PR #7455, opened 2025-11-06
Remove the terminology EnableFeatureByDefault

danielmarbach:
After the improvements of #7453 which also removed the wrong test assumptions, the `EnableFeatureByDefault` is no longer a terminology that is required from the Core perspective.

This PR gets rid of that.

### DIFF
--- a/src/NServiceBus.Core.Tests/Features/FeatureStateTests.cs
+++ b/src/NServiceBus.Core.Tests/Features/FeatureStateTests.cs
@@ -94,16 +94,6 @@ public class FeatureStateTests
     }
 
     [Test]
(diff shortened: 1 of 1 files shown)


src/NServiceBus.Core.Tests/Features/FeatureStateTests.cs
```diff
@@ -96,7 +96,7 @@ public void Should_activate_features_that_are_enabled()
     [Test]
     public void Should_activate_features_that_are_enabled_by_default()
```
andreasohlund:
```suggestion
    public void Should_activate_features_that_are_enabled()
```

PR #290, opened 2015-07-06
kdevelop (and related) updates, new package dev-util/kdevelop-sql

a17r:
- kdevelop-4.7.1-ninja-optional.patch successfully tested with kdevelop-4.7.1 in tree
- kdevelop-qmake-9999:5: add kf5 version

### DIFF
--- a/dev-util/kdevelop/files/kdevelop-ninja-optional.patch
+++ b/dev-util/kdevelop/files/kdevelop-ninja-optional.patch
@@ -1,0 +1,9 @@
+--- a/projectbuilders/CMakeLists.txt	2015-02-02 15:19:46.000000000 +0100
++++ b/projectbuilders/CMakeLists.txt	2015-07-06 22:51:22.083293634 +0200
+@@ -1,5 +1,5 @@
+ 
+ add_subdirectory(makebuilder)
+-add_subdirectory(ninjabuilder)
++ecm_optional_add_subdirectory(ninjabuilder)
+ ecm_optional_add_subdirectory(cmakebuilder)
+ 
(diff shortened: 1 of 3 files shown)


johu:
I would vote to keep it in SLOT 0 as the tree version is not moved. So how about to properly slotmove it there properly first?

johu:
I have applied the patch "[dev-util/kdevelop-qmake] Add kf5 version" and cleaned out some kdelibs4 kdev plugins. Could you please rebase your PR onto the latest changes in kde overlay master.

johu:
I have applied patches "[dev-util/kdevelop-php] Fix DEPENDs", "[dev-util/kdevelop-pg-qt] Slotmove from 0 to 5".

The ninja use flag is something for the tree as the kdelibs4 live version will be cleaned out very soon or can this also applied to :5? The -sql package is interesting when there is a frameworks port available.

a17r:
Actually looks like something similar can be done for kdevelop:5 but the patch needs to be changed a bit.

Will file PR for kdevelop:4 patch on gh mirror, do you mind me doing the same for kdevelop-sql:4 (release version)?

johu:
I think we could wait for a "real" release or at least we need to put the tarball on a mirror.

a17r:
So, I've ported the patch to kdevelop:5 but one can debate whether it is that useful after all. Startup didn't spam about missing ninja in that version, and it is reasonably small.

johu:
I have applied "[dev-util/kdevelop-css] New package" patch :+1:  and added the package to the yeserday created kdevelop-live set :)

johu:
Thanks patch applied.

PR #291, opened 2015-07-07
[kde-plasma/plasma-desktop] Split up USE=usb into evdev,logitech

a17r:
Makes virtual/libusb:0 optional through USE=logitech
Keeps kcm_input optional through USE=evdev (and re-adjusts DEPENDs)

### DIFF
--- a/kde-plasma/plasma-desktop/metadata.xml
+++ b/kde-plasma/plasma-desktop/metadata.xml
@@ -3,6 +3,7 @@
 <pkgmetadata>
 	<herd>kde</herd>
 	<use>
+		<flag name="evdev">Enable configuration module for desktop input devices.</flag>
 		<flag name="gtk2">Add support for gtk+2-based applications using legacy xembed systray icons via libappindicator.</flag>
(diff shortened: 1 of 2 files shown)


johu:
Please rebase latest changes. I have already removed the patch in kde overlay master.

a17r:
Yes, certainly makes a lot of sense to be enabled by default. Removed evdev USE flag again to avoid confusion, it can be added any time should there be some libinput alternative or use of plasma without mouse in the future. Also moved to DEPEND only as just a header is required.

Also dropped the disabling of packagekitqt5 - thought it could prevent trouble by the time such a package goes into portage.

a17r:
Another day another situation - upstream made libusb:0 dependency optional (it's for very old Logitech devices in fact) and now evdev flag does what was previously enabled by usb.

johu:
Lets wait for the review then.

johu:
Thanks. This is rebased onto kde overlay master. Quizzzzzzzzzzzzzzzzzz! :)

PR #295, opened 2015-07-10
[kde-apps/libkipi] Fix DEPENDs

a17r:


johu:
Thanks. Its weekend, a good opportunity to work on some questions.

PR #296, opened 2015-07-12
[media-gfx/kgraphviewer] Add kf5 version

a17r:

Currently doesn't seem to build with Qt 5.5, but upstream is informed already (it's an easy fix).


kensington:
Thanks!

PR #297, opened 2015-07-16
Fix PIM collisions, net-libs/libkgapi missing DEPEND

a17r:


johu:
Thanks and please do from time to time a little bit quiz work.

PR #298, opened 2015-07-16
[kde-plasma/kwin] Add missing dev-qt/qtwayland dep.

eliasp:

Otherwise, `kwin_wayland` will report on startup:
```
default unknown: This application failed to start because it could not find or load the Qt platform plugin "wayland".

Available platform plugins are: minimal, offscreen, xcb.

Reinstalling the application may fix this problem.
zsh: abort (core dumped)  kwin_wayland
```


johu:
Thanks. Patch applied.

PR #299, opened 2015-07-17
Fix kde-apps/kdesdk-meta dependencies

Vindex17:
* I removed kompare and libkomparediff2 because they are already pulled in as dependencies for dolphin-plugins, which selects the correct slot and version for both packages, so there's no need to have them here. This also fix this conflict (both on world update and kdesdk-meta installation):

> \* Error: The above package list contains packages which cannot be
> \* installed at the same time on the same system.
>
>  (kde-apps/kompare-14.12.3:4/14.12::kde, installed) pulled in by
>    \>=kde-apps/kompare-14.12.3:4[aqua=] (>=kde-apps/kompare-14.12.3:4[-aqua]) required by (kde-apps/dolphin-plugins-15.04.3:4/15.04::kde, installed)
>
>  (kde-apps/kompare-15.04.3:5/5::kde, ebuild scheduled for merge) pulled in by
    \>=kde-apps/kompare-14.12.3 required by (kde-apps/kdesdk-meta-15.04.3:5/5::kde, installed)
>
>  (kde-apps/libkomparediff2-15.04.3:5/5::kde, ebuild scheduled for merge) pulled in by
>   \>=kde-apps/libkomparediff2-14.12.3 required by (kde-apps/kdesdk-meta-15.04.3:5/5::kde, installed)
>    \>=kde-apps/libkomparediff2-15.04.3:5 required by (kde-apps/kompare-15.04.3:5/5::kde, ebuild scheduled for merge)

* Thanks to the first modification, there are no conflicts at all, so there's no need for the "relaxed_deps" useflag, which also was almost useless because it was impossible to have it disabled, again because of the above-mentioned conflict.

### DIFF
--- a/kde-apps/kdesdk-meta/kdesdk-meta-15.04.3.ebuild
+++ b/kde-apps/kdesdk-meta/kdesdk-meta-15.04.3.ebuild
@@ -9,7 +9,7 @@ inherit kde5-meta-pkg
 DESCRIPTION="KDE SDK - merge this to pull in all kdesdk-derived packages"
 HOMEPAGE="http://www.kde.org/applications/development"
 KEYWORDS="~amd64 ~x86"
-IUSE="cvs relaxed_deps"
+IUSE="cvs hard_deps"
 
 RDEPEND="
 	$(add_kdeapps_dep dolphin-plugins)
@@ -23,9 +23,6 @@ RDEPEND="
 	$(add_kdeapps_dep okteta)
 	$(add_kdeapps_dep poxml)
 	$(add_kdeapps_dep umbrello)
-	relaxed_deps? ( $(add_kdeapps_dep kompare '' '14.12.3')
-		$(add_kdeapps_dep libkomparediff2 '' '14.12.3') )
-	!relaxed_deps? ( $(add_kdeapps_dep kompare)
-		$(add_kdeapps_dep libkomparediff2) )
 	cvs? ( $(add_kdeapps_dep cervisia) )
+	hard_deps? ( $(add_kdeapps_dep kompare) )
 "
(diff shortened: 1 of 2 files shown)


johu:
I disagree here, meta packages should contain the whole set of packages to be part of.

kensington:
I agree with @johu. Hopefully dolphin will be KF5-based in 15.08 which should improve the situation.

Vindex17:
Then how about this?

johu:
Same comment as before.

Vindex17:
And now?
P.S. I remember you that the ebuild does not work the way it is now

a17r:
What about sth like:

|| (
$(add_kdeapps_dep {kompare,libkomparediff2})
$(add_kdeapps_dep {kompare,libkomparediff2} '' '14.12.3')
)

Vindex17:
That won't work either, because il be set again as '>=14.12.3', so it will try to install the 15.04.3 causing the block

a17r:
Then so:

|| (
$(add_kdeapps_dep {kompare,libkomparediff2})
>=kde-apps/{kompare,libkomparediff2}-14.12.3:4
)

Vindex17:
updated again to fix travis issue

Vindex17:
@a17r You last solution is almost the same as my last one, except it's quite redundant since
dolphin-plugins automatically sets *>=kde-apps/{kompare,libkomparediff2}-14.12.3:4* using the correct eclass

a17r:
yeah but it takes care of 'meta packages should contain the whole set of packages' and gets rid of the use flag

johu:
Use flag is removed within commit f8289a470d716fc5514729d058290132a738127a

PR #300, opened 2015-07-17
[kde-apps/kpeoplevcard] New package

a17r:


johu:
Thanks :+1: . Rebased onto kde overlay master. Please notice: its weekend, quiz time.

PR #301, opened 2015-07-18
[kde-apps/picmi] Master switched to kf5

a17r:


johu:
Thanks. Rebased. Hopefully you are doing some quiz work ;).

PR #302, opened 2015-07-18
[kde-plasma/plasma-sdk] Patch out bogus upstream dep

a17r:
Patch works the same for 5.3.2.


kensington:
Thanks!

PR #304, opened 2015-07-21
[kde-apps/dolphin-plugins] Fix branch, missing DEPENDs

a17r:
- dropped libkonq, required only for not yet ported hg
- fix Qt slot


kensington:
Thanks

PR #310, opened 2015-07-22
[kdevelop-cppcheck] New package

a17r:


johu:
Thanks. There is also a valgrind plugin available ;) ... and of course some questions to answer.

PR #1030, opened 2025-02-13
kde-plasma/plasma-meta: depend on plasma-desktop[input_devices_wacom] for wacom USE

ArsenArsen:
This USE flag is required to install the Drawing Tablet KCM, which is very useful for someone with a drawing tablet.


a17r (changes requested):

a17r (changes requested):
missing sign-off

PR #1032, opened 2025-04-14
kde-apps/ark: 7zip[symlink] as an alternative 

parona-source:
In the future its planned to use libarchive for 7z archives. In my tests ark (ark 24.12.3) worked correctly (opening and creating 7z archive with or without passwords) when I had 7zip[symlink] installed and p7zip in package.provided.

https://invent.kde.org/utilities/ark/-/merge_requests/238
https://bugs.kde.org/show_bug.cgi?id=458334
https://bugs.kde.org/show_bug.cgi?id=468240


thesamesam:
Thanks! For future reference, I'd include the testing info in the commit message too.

++++++++

*Directions for this task:*
Check each line of the entries above, and show every one holding the word "mirror".

*Exercise result:*
Will file PR for kdevelop:4 patch on gh mirror, do you mind me doing the same for kdevelop-sql:4 (release version)?
I think we could wait for a "real" release or at least we need to put the tarball on a mirror.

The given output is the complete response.